Fourier visualised - ColinWright
https://84c67cd8f568acc648fb74bc321df20db70c2600.googledrive.com/host/0B3p9nx7jwyf9MjFtY3d1aXVBMjA/fourier.gif
======
JadeNB
I'm only seeing an image, with no explanation, and it took me a while to
realise what it was showing; so, in case anyone else is puzzled by it, each
image is the sum of the previous one with a new factor (indicated by the
"wheels upon wheels").

I think that the reconstruction of Homer Simpson's face (which I think I
originally saw thanks to OP ColinWright!) may be a more convincing
demonstration of the power of Fourier transforms:
[https://www.youtube.com/watch?v=QVuU2YCwHjw](https://www.youtube.com/watch?v=QVuU2YCwHjw)
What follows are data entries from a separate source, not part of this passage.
PR #297, opened 2018-06-08
Add docs for the pin option for files.add*

### LINKED ISSUE #294: Mention that files.add has a pin option
To quote lidel's code in irc:
`
ipfs.files.add(Buffer.from('auto-pin')).then(results => ipfs.pin.ls(results[0].hash).then(pins => console.dir(pins))).catch(console.error)
`
vs.
`
ipfs.files.add(Buffer.from('no-auto-pin'), {pin: false}).then(results => ipfs.pin.ls(results[0].hash).then(pins => console.dir(pins))).catch(console.error)
`

Should also mention that it automatically pins. (Do I have to add recursively to get it to pin recursively?)

Powersource:
Took the description from go-ipfs.

Fixes  #294


alanshaw:
Many thanks ❤️, would you be willing to send another PR adding tests for this feature?

PR #302, opened 2018-06-14
test: adds test vulnerable to encoding translation

achingbrain:
This follows on from ipfs/js-ipfs#1398 and tests the more general case.

Seems to fail with the current master of js-ipfs-api.


achingbrain:
This requires go-ipfs 0.4.17 to be released first - not much point merging this until then.

PR #308, opened 2018-06-21
test: add test for retrieving an empty block

alanshaw:
Add an empty block and ensure we can get it back successfully. Test for https://github.com/ipfs/js-ipfs-api/pull/789


alanshaw:
Yes, perhaps as a separate test in `block.put`?

travisperson:
Ah yes, that can come in later. Missed that this was a `get` test.

PR #311, opened 2018-06-26
fix: do not rely on discovery for ping tests

### LINKED ISSUE #310: util: waitUntilConnected
I've been going through the code and identifying patterns or ways to help clean up the code to make things easier to read and understand.

(Note: I've been working off of the in-progress PR #290)

There are a few tests that require multiple nodes to be connected (ping, pubsub, dht).

Running through this I found this setup code for `ping`, which uses a method [`waitUntilConnected`][0], which doesn't actually connect any nodes, but instead just waits around till the nodes find each other (as far as I can tell).

https://github.com/ipfs/interface-ipfs-core/blob/f238e9f0ba8132dba51d3bac1eb491701f505ccd/js/src/ping.js#L38-L52

It appears that it heavily relies on peer discovery, which is dependent on how the node is configured, particularity for js-ipfs-core.

@alanshaw I believe you wrote this code. I believe it was added so that the tests itself did not have to attempt to find and connect to the peers, and instead could rely on the peers already being connected before conducting the pings.

Any reasons to use `waitUntilConnected` over simply calling `ipfs.swarm.connect`?

[0]: https://github.com/ipfs/interface-ipfs-core/blob/master/js/src/utils/connections.js#L3-L28

alanshaw:
The ping tests do not need to test that peers can discover each other. This PR removes the `waitUntilConnected` utility and explicitly connects the nodes that are used in the tests.

fixes #310


js/src/utils/spawn.js
```diff
@@ -24,7 +26,10 @@ exports.spawnNodes = spawnNodes
 
 // Spawn n nodes, getting their id's and setting them as `peerId` on the nodes
 function spawnNodesWithId (n, factory, callback) {
-  timesSeries(n, (_, cb) => spawnNodeWithId(factory, cb), callback)
+  spawnNodes(n, factory, (err, nodes) => {
+    if (err) return callback(err)
+    map(nodes, identify, callback)
+  })
```
alanshaw: Apologies the change in this file should have been proposed a separate PR - this simply ensures the ID calls are done in parallel which will speed up the tests a little.

travisperson:
LGTM!

PR #315, opened 2018-06-29
test: backport of ipfs/interface-ipfs-core#314

achingbrain:
See ipfs/interface-ipfs-core#314 for context

### DIFF
--- a/js/src/dag.js
+++ b/js/src/dag.js
@@ -71,14 +71,6 @@ module.exports = (common) => {
         }, done)
       })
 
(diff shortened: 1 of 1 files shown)


achingbrain:
This exists so we can get mfs in ahead of landing the various PRs that support ipfs/interface-ipfs-core#290

achingbrain:
> Oh, wow, I didn't know that there are maintenance branches now.

I don't think there are, as a rule, but ipfs/interface-ipfs-core#290 still has a bunch of work that needs doing on other repos so this is a stopgap to keep the release train rolling.

PR #316, opened 2018-06-29
test(dag): ensure `dag.put` can be called without options

PascalPrecht:
As discussed in https://github.com/ipfs/js-ipfs/pull/1415#issue-198357338


js/src/dag/put.js
```diff
@@ -113,6 +113,10 @@ module.exports = (createCommon, options) => {
       })
     })
 
+    it('shouldn\'t fail when calling put without options', (done) => {
```
alanshaw: For consistency could you please use "should not" over "shouldn't"

PascalPrecht: Done 👍

PascalPrecht:
@alanshaw updated the spec document. Let me know if that's how you imagined it, or if the wording needs change.

PR #530, opened 2024-04-20
add matrix and race to UTs

ceyonur:
Adds matrix to tests and use race for all UTs


plugin/evm/atomic_syncer_test.go
```diff
@@ -177,6 +177,7 @@ func TestAtomicSyncerResume(t *testing.T) {
 }
 
 func TestAtomicSyncerResumeNewRootCheckpoint(t *testing.T) {
+	t.Skip("FLAKY")
```
darioush, line 180: this is fixed in master

Issue #515, opened 2024-03-17
Pull gossip not working on coreth?


t-anyu:
Metrics API does not report any eth_tx_gossip ... type="pull" information. No received_bytes or received_count. Also no sent metrics being reported. Only avalanche_X_vm reports type="pull" gossip_received_bytes. And avalanche_C_vm reports type="push" metrics only.

Further digging it looks that vm.validators.Has(vm.ctx.NodeID) returns false. Which results ValidatorGossiper to return. Is this a bug? Or pull gossip is turned off or I have problem with my validator settings?

PR #543, opened 2024-05-02
Mark ourself as connected

StephenButtolph:
See: https://github.com/ava-labs/avalanchego/pull/2981

### DIFF
--- a/peer/network.go
+++ b/peer/network.go
@@ -523,7 +523,11 @@ func (n *network) Disconnected(ctx context.Context, nodeID ids.NodeID) error {
 		return nil
 	}
 
-	n.peers.Disconnected(nodeID)
+	if nodeID != n.self {
+		// The legacy peer tracker doesn't expect to be connected to itself.
+		n.peers.Disconnected(nodeID)
+	}
+
 	return n.p2pNetwork.Disconnected(ctx, nodeID)
 }
 
--- a/peer/network.go
+++ b/peer/network.go
@@ -506,7 +506,7 @@ func (n *network) Connected(ctx context.Context, nodeID ids.NodeID, nodeVersion 
 	}
 
 	if nodeID != n.self {
-		log.Debug("skipping registering self as peer")
+		// The legacy peer tracker doesn't expect to be connected to itself.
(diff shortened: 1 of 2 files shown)


JacobEverly (approved):

peer/network.go
```diff
@@ -505,12 +505,11 @@ func (n *network) Connected(ctx context.Context, nodeID ids.NodeID, nodeVersion
 		return nil
 	}
 
-	if nodeID == n.self {
+	if nodeID != n.self {
 		log.Debug("skipping registering self as peer")
-		return nil
+		n.peers.Connected(nodeID, nodeVersion)
 	}
```
lebdron, line 511: I had the same idea initially, but having `nodeID != n.self` and logging `skipping registering self as peer` might be confusing. I ended up with this.
```go
if nodeID != n.self {
    n.peers.Connected(nodeID, nodeVersion)
} else {
    log.Debug("skipping registering self as peer")
}
```

lebdron:
Should close https://github.com/ava-labs/coreth/issues/515

peer/network.go
StephenButtolph: I think there is some work to be done in the p2p sdk to standardize how it handles the registration of itself as a peer. So this PR is likely to change a bit.

StephenButtolph: But yeah as this PR is currently written that log is incorrect.

peer/network.go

. There's a Nautilus article about it, too: [http://nautil.us/blog/the-math-
trick-behind-mp3s-jpegs-and-h...](http://nautil.us/blog/the-math-trick-behind-
mp3s-jpegs-and-homer-simpsons-face) (EDIT: and an HN post discussing that:
[https://news.ycombinator.com/item?id=6683866](https://news.ycombinator.com/item?id=6683866)
).